## [Task brief]
Write out every line below that includes the word "when".

## [Source data]
-*-*-

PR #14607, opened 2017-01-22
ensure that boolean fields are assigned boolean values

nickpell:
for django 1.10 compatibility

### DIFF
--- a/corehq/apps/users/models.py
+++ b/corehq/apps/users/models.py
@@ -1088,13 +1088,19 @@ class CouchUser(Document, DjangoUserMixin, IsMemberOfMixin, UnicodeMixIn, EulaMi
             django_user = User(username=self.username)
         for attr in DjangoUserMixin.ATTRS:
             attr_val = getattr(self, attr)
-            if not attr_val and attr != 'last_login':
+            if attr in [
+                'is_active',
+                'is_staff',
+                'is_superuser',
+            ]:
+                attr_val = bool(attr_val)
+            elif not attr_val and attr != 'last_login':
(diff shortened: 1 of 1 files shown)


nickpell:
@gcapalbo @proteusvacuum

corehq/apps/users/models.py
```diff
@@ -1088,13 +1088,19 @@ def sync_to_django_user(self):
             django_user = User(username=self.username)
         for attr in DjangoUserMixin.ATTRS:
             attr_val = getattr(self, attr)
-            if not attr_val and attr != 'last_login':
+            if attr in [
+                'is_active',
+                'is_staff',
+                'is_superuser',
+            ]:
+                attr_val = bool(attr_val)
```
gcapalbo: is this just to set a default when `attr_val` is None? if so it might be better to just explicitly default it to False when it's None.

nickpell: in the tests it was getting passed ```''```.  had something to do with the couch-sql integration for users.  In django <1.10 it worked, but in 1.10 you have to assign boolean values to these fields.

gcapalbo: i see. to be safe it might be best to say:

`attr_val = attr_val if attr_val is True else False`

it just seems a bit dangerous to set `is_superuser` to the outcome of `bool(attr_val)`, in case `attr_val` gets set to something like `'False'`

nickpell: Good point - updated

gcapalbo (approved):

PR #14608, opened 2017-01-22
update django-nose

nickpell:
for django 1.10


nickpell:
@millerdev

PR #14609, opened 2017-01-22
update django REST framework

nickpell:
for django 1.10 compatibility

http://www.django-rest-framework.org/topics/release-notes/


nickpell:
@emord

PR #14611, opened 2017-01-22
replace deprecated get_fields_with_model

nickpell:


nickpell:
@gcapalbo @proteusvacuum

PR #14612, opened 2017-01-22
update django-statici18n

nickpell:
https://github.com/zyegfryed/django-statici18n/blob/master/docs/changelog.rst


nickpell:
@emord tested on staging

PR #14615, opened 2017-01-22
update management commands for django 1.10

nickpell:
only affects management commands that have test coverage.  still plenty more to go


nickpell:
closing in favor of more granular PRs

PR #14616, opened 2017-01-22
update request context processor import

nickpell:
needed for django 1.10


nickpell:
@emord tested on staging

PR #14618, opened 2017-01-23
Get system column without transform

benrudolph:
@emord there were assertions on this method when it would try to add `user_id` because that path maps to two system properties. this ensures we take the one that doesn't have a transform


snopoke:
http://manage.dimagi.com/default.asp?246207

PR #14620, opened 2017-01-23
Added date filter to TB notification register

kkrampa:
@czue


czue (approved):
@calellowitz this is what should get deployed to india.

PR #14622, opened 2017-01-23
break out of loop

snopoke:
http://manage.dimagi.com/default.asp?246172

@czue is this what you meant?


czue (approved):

-*-*-

## [Task result]
gcapalbo: is this just to set a default when `attr_val` is None? if so it might be better to just explicitly default it to False when it's None.
@emord there were assertions on this method when it would try to add `user_id` because that path maps to two system properties. this ensures we take the one that doesn't have a transform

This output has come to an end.